水分(瀉法)-必別清濁。中極(瀉法)-通利小便。
4.腎陰虚による小便不利
:病因病機
精血不足、津液虚損、熱病による傷陰、久病、房事過多、五志過極、飲酒過度などによって腎陰が虚して内熱が生じ、内熱によって膀胱の気化作用が失調するために小便不利となる。
:鑑別点
小便不利、尿量減少。尿は濃い。

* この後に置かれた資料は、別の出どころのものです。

PR #113, opened 2023-05-05
Add autolock

ratzrattillo:
Fix AGC property assignment bug

### DIFF
--- a/src/blocks/agc.rs
+++ b/src/blocks/agc.rs
@@ -27,6 +27,8 @@ pub struct Agc<T> {
     adjustment_rate: f32,
     /// Set when gain should not be adjusted anymore, but rather be locked to the current value
     gain_locked: bool,
+    /// Set when gain should be automatically locked, when the reference power is reached for the first time
+    autolock: bool,
     _type: std::marker::PhantomData<T>,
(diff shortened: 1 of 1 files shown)


bastibl:
Is this a bug fix or a new feature?

ratzrattillo:
Its both, sorry for not separating it properly.
It contains the autlock feature, which might make sense, if you want to increase the gain constantly, until you hit the reference power. From this point on, gain will be locked.

The bugfix is a previously wrong assignment of the adjustment_rate property to self.sqelch instead of self.adjustment_rate.

bastibl:
The PR also seems to update an unrelated dependency. How about we merge the dependency update and the bug fix. And the block is moved to `fs-blocks` together with the example? Then you can extend the block there as needed (e.g., the auto-lock feature). I don't know much about the block and it would take me very long to thoroughly review PRs.

ratzrattillo:
Sounds like an idea. Then i suggest you discard this pull request and update the dependency by yourself when doing the next release (Should not have breaking changes).
Please leave the AGC block still in the FutureSDR main repository, until i ported it to fsdr-blocks repo.

PR #3878, opened 2023-08-01
Remove saveblockers when -to-many relationship is removed when merging

### LINKED ISSUE #3872: Adding a -to-many relationship then removing it blocks merging
https://github.com/specify/specify7/assets/37256050/c4c37076-a9fb-4426-82d0-9de08b634c02

`herb_rbge` database

http://localhost/specify/overlay/merge/Agent/?records=47121%2C47120%2C47119%2C47118%2C47117%2C47116%2C47115%2C47114%2C47113%2C47112%2C47111%2C47110%2C47109%2C47108%2C47107%2C47106%2C47105

**Steps to Recreate:**
1. Uncheck "Show conflicting fields only"
1. Go to the **Agent Attachments** button
2. Add a blank record
3. Remove it
4. See merge is now blocked by the red button

melton-jason:
Fixes #3872 

> This issue occurred whenever a saveblocker was added to the dependent resource (in this case, ordinal and agent are required for an AgentAttachment).
> As soon as the AgentAttachment resource is created, it adds the saveblockers for all of the required fields.
> To handle -to-many resources, we create a list (array) based off of the resources in Backbone's internal array for that collection.
> 
> The trash icon just removed the resource from the array we created.
> We have to tell Backbone that we are deleting the Resource we created as well, which will remove the saveBlockers.

https://github.com/specify/specify7/issues/3872#issuecomment-1659355496

TO TEST: 
- Open up a -to-many relationship Subview in the Merging Dialog
- Get the record in a state where it has saveBlockers
  - An easy method, and the one showcased in https://github.com/specify/specify7/issues/3872#issue-1829828940 is to leave a required field blank
- Press the trash icon in the Subview to remove the record
- The Agent record should be able to be merged, and the subview button shouldn't be red/invalid

### DIFF
--- a/specifyweb/frontend/js_src/lib/components/Merging/CompareSubView.tsx
+++ b/specifyweb/frontend/js_src/lib/components/Merging/CompareSubView.tsx
@@ -218,9 +218,10 @@ function MergeDialog({
                   : undefined
               }
               resources={children.map((record) => record[index])}
-              onRemove={(): void =>
-                setMergedRecords(removeItem(mergedRecords, index))
-              }
+              onRemove={(): void => {
+                mergedRecords[index].destroy();
+                setMergedRecords(removeItem(mergedRecords, index));
+              }}
               onSlide={(columnIndex, direction): void => {
                 if (columnIndex === 0)
                   setMergedRecords(moveItem(mergedRecords, index, direction));


maxxxxxdlp (approved):
good catch
and thanks for the detailed PR description

melton-jason:
The most ideal fix would be to pass the collection down to where it is accessibile to the `onMerge` function of the SubviewLine. Then we can call `collection.remove([resource])`-- this is currently what the Subview in the DataEntry Forms does. 
However, that might complicate the code a little, and the changes here seem functionally identical.

bronwyncombs (approved):
Working! Thanks! 


https://github.com/specify/specify7/assets/135047322/bc660364-70f4-43ef-8aaf-101db41ab806

PR #3893, opened 2023-08-02
Add clear all button in notifications

### LINKED ISSUE #3890: Clear All Notifications Button
It would be great if we had a clear all notifications button. It wasn't really an issue when only Work Bench and CSV exports were using it. However, with Agent Merging now using it and it being a fairly common thing to do. They can easily stack up. For example, using Edinburgh's Agent Merge Testing Spreadsheet easily gave me 10+

Screenshot 2023-08-02 at 11 52 32 AM

CarolineDenis:
Fixes #3890


specifyweb/frontend/js_src/lib/components/Header/Notifications.tsx
```diff
@@ -134,6 +134,21 @@ export function Notifications({
...
+
+  const onClearAll = () => {
+    if (notifications !== undefined) {
+      notifications.forEach((notification) => {
+        ping('/notifications/delete/', {
+          method: 'POST',
+          // eslint-disable-next-line @typescript-eslint/naming-convention
+          body: formData({ message_id: notification.messageId }),
+          errorMode: 'dismissible',
+        }).then(f.void);
```
melton-jason, line 146: Why is this `.then(f.void)` needed? The Promise containing the `ping` should already be considered a void function, because it does not return anything (undefined).

specifyweb/frontend/js_src/lib/components/Header/Notifications.tsx
```diff
@@ -134,6 +134,21 @@ export function Notifications({
...
+      });
+      setNotifications([]);
+    }
```
melton-jason, line 149: For readability, it may be better to use a guard clause here instead of having all of the code under that if statement

```suggestion
   if (notifications === undefined) return;

    notifications.forEach((notification) => {
      ping('/notifications/delete/', {
        method: 'POST',
        // eslint-disable-next-line @typescript-eslint/naming-convention
        body: formData({ message_id: notification.messageId }),
        errorMode: 'dismissible',
      }).then(f.void);
    });
    setNotifications([]);
```

specifyweb/frontend/js_src/lib/components/Header/Notifications.tsx
```diff
@@ -200,6 +215,11 @@ export function Notifications({
               />
             </ErrorBoundary>
           ))}
+          {notifications.length > 0 && (
+            <Button.Fancy onClick={(): void => onClearAll()}>
+              {'Clear All'}
```
melton-jason, line 220: Make sure to localize this string!
We already have a `Clear all` string localized that you can use. 

https://github.com/specify/specify7/blob/2a259ca22b439ba71b9313705cb2a253ac8edd6e/specifyweb/frontend/js_src/lib/localization/common.ts#L88-L95

melton-jason (changes requested):

specifyweb/frontend/js_src/lib/components/Header/Notifications.tsx
```diff
@@ -134,6 +134,21 @@ export function Notifications({
           count: notifications.length,
         })
       : notificationsText.notificationsLoading();
+
+  const onClearAll = () => {
```
maxxxxxdlp, line 138: please use `function()` syntax instead for any function that requires `{` and `}` (more than one statement)
use `const` for any function that does not need `{` and `}` (single statement)

or is this consistency too much trouble? @melton-jason what do you think?

personally, I find it helpful as by just seeing const vs function I can immediately tell whether I am dealing with a small function or not.

Ben also preferred the `function` syntax as that way it's easier to see that this is a function, rather than just regular `const` variable

maxxxxxdlp, line 138: can you call this `handleClearAll` instead?
again consistency...

on*** when something emits events
handle*** when something handles an emitted event
quite common React convention

maxxxxxdlp (changes requested):
few things in addition to what Jason mentioned

specifyweb/frontend/js_src/lib/components/Header/Notifications.tsx
melton-jason: I agree that consistency is important! All throughout the frontend code base, we _should_ maintain the consistency that has been upheld.
 
Personally, I would lean more towards Ben's convention: I associate `const` variables with non-function primitives and their derivatives (Can't explain this right now, but this is probably a remnant of my familiarity with languages like Java and C#). 
Then again, if the function is an arrow function without brackets, then you will be able to infer the type quickly because it shoul'd not take up much space.

melton-jason (approved):
Code looks good now!

specifyweb/frontend/js_src/lib/components/Header/Notifications.tsx
maxxxxxdlp: > Personally, I would lean more towards Ben's convention: I associate const variables with non-function primitives and their derivatives (Can't explain this right now, but this is probably a remnant of my familiarity with languages like Java and C#).

I see merits in that change. Feel free to adapt any sane convention, as long as it's consistent (meaning if you want to change a convention, you better refactor all the places OR find an eslint rule that will do the refactor for you OR write a codemod to automate the refactor)

specifyweb/frontend/js_src/lib/components/Header/Notifications.tsx
```diff
@@ -200,6 +214,11 @@ export function Notifications({
               />
             </ErrorBoundary>
           ))}
+          {notifications.length > 0 && (
+            <Button.Fancy onClick={(): void => handleClearAll()}>
```
maxxxxxdlp, line 218: can replace `(): void => handleClearAll()` with just `handleClearAll`

maxxxxxdlp (approved):

carlosmbe (changes requested):
Can we put somewhere more easily noticeable. Like parallel the close button or on top. Otherwise, it's a bit hard to notice.

carlosmbe (changes requested):
If there's only one notification. We shouldn't have the button. Otherwise, it seems great.

maxxxxxdlp (approved):

bronwyncombs (changes requested):
- Could we make it less wide and add this to the bottom left of the dialog, in-line with the Close button? 
- It should be tied to button color preferences, maybe as a "Secondary"?
- Do we think it's consistent to keep this as a button that's highlighted when scrolled over?
- Could we also remove the slight border on the top?


https://github.com/specify/specify7/assets/135047322/644bf07b-bfb8-4245-bb6e-1cb934bdcb04

maxxxxxdlp (approved):

carlosmbe (approved):

PR #3894, opened 2023-08-02
Abort a currently running merge task

acwhite211:
An API for aborting a currently running record merging celery task.

### DIFF
--- a/specifyweb/specify/urls.py
+++ b/specifyweb/specify/urls.py
@@ -11,6 +11,7 @@ urlpatterns = [
     # replace record
     url(r'^specify/(?P<model_name>\w+)/replace/(?P<new_model_id>\d+)/$', views.record_merge),
     url(r'^specify/merging_status/(?P<merge_id>[0-9a-fA-F-]+)/$', views.merging_status),
+    url(r'^specify/abort_merge/(?P<merge_id>[0-9a-fA-F-]+)/$', views.abort_merge_task),
 
     # the main business data API
     url(r'^specify_schema/openapi.json$', schema.openapi),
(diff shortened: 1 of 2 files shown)


specifyweb/specify/views.py
```diff
@@ -926,3 +928,57 @@ def merging_status(request, merge_id: int) -> http.HttpResponse:
...
+    merge = Spmerging.objects.get(taskid=merge_id)
+    if merge is None:
+        return http.HttpResponseNotFound(f'The merge task id is not found: {merge_id}')
+
+    if merge.taskid is None:
+        return http.JsonResponse(None, safe=False)
+
+    task = record_merge_task.AsyncResult(merge.taskid)
+    
+    if task.state == 'PENDING' or task.state == 'STARTED':
```
maxxxxxdlp, line 973: (optional) use enums?

specifyweb/specify/urls.py
```diff
@@ -11,6 +11,7 @@
     # replace record
     url(r'^specify/(?P<model_name>\w+)/replace/(?P<new_model_id>\d+)/$', views.record_merge),
     url(r'^specify/merging_status/(?P<merge_id>[0-9a-fA-F-]+)/$', views.merging_status),
+    url(r'^specify/abort_merge/(?P<merge_id>[0-9a-fA-F-]+)/$', views.abort_merge_task),
```
maxxxxxdlp, line 14: why not put all merging APIs into a separate namespace?

`/specify/merge/abort/.../`?
`/specify/merge/status/...//`?
would also avoid the weird `_` in the path (we might be the only ones with `_` in the API URLs)

until we release merging for real it's easier to do such a change.

> REST API resource names
A resource in a REST API is always represented as the plural of an entity that is exposed by the API.
Resource names exposed in a REST API should use all lowercase characters.
Resource names may include hyphens.
Resource names should not include underscores or other punctuation (sole exception is the hyphen).

https://specs.openstack.org/openstack/api-wg/guidelines/naming.html

maxxxxxdlp (changes requested):

CarolineDenis (approved):

PR #3906, opened 2023-08-04
Change FormattedResource link to new tab link component to avoid fetching stale record

### LINKED ISSUE #3887: 404 in background when notifications are open with a deleted agent referenced
**Describe the bug**
After merging an agent and opening the notifications dialog from the navigation menu, the query page in the background changes to 404. 

**To Reproduce**
1. Merge agent
2. Click on Notifications
5. See error

**Expected behavior**
Should remain on query builder page 

**Screenshots**

https://github.com/specify/specify7/assets/135047322/8262902a-3f92-407c-b7a8-b581b1ac149f

**Desktop:**
 - macOS, chrome, v7.9

**Database Name:** `herb_rbge_3_31_23`

CarolineDenis:
Fixes #3887

### DIFF
--- a/specifyweb/frontend/js_src/lib/components/DataModel/legacyTypes.ts
+++ b/specifyweb/frontend/js_src/lib/components/DataModel/legacyTypes.ts
@@ -171,7 +171,10 @@ export type SpecifyResource<SCHEMA extends AnySchema> = {
     readonly errorOnAlreadySaving?: boolean;
   }): Promise<SpecifyResource<SCHEMA>>;
   destroy(): Promise<void>;
-  fetch(): Promise<SpecifyResource<SCHEMA>>;
+  fetch(options?: {
+    success?: (model: SpecifyResource<SCHEMA>, resoonse: unknown) => void;
+    error?: (model: SpecifyResource<SCHEMA>, response: unknown) => void;
+  }): Promise<SpecifyResource<SCHEMA>>;
   viewUrl(): string;
   isNew(): boolean;
   clone(cloneAll: boolean): Promise<SpecifyResource<SCHEMA>>;
--- a/specifyweb/frontend/js_src/lib/components/DataModel/legacyTypes.ts
+++ b/specifyweb/frontend/js_src/lib/components/DataModel/legacyTypes.ts
@@ -171,10 +171,7 @@ export type SpecifyResource<SCHEMA extends AnySchema> = {
     readonly errorOnAlreadySaving?: boolean;
   }): Promise<SpecifyResource<SCHEMA>>;
   destroy(): Promise<void>;
-  fetch(options?: {
-    success?: (model: SpecifyResource<SCHEMA>, resoonse: unknown) => void;
-    error?: (model: SpecifyResource<SCHEMA>, response: unknown) => void;
-  }): Promise<SpecifyResource<SCHEMA>>;
+  fetch(): Promise<SpecifyResource<SCHEMA>>;
   viewUrl(): string;
   isNew(): boolean;
   clone(cloneAll: boolean): Promise<SpecifyResource<SCHEMA>>;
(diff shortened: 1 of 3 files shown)


specifyweb/frontend/js_src/lib/components/Header/NotificationRenderers.tsx
```diff
@@ -164,22 +163,22 @@ export const notificationRenderers: IR<
   'record-merge-succeeded'(notification) {
     const id = parseInt(notification.payload.new_record_id);
     const tableName = notification.payload.table;
-    const model = getModel(tableName);
-    const resource = React.useMemo(
-      () =>
-        typeof model === 'object' ? new model.Resource({ id }) : undefined,
-      [model, id]
-    );
+    const newRecordId = parseInt(notification.payload.new_record_id);
```
maxxxxxdlp, line 166: could use use `Number.parseInt` in these two places here instead of `parseInt`? thanks

eslint: https://github.com/sindresorhus/eslint-plugin-unicorn/blob/main/docs/rules/prefer-number-properties.md

specifyweb/frontend/js_src/lib/components/Header/NotificationRenderers.tsx
```diff
@@ -164,22 +163,22 @@ export const notificationRenderers: IR<
...
-            <FormattedResource asLink={true} resource={resource} />
-          </div>
-        </>
-      )
+      <>
+        {mergingText.mergingHasSucceeded()}
+        <div className="flex items-center gap-2">
+          <TableIcon label name={tableName} />
+          <p>{`${tableName} #${newRecordId}`}</p>
+          <Link.NewTab
```
maxxxxxdlp, line 173: while this solves the problem here, a similar issue could happen in other places.
as a cleaner solution, I suggest undoing this change, and instead fixing `<FormattedResource />` to handle 404 gracefully, instead of displaying a 404 page

maxxxxxdlp (changes requested):

specifyweb/frontend/js_src/lib/components/DataModel/legacyTypes.ts
```diff
@@ -171,7 +171,10 @@ export type SpecifyResource<SCHEMA extends AnySchema> = {
     readonly errorOnAlreadySaving?: boolean;
   }): Promise<SpecifyResource<SCHEMA>>;
   destroy(): Promise<void>;
-  fetch(): Promise<SpecifyResource<SCHEMA>>;
+  fetch(options?: {
+    success?: (model: SpecifyResource<SCHEMA>, resoonse: unknown) => void;
+    error?: (model: SpecifyResource<SCHEMA>, response: unknown) => void;
+  }): Promise<SpecifyResource<SCHEMA>>;
```
maxxxxxdlp, line 177: hmm, I don't see these being used in this PR
Also, I don't know how well these would work since these callbacks are handled by the backbone.
You might get by by using `hijackBackboneAjax` instead - see it's usages

melton-jason: Yes, I was looking into possible solutions for this and came across those callbacks mentioned in the Backbone docs. 
I had figured it would be helpful to include them, even if they were not used anywhere (to save someone the trouble of looking through the Backbone docs).

However, I would prefer using hijackBackboneAjax to handle such cases anyways, to remain consistent and have more control!

specifyweb/frontend/js_src/lib/components/Header/NotificationRenderers.tsx
melton-jason: Fixed in 408a413afc0698e170fd71cbc9e578c3a441a9af

maxxxxxdlp (approved):

bronwyncombs (approved):
Looks good! No 404 when notifications are opened. Links to merged agents no longer go stale and are replaced with newest agent link. 

https://github.com/specify/specify7/assets/135047322/c244ea60-54cc-4705-b191-b0289b31093a

After merge with the name changed:

https://github.com/specify/specify7/assets/135047322/056704b5-35f8-4fcf-8bc4-d992a0f72f90

melton-jason (approved):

尿や尿道の熱感を伴うこともある。
:随伴症状
頬部紅潮、潮熱、盗汗、五心煩熱、口乾、頭のふらつき、消痩、耳鳴り、腰膝酸軟など。
:舌脈 舌質-紅、舌苔-少or無苔。脈-細数。
:弁証-腎陰虚。 :治法-滋陰清熱、化気行水。
:取穴例
中極(瀉法)-清瀉欝熱。復溜(先瀉後補)-滋陰降火。太谿(補法)、照海(補法)-滋陰補腎。
5.脾陽虚による小便不利
:病因病機
元来脾胃気虚があるためにそれが進行する、あるいはなま物や冷たいものを食べすぎたため、または寒いところに長くいたり身体を冷やしたために脾陽虚となり、そのために膀胱の気化作用も低下するために小便不利となる。
:鑑別点
小便不利。腰以下の浮腫が強くなる。冷えると症状は悪化する。
:随伴症状
寒がる、腹部冷痛、水様便または未消化便を下痢する、倦怠感、脱力感、面色萎黄、腹脹、食欲不振、浮
腫など。
:舌脈 舌質-淡、胖大、湿潤。舌苔-白膩。脈-沈遅で無力など。
:弁証-脾陽虚。 :治法-温補脾陽、化気行水。
:取穴例
関元(補法または灸頭鍼(補法))、脾兪(補法)-温補脾腎。陰陵泉(補法)、水分(補法)-健脾利水。
中極(補法)-化気行水。
6.腎陽虚による小便不利
:病因病機
腎気虚からの発展、久病、先天不足、房事過多、外邪による陽気の損傷などによって腎陽が虚損し、その影響で膀胱の気化作用を補助することができなくなるために小便が不利となる。
:鑑別点
小便不利。全身の浮腫があり、腰以下の浮腫が強くなる。冷えると症状は悪化する。
:随伴症状
寒がる、四肢や腰腹部の冷え、未消化便を下痢する、精神不振、腰膝酸軟、面色蒼白、咳嗽や喘鳴、懶言、
倦怠無力感、息切れなど。
:舌脈 舌質-淡、苔-白薄。脈-沈遅で無力など
:弁証-腎陽虚。 :治法-温腎壮陽、化気行水。
:取穴例
関元(灸または灸頭鍼(補法))、腎兪(補法)-温腎壮陽。
水分(補法)、気海(補法)、中極(補法)-化気行水。